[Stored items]
·····

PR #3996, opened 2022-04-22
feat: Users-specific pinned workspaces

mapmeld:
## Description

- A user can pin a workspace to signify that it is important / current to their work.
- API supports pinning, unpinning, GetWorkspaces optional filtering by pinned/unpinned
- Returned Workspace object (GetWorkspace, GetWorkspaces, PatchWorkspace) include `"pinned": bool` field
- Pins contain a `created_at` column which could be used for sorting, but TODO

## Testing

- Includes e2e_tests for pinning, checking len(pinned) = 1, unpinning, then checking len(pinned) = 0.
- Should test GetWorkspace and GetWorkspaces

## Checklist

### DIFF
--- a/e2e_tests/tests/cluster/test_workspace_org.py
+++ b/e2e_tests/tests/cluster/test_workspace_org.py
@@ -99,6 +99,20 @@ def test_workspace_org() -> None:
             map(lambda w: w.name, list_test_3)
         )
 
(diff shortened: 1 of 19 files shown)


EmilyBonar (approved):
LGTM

·····

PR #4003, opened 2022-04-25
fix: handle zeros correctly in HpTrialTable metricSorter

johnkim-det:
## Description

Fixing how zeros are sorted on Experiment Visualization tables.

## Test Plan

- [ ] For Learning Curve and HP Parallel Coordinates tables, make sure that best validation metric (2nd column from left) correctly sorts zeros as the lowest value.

·····

**Work task:** In the entries above, the lines between the one holding "PR #3996, opened 2022-04-22" and the one holding "- API supports", inclusive, are to be printed exactly as written, and those alone.

**Task response:**
PR #3996, opened 2022-04-22
feat: Users-specific pinned workspaces

mapmeld:
## Description

- A user can pin a workspace to signify that it is important / current to their work.
- API supports pinning, unpinning, GetWorkspaces optional filtering by pinned/unpinned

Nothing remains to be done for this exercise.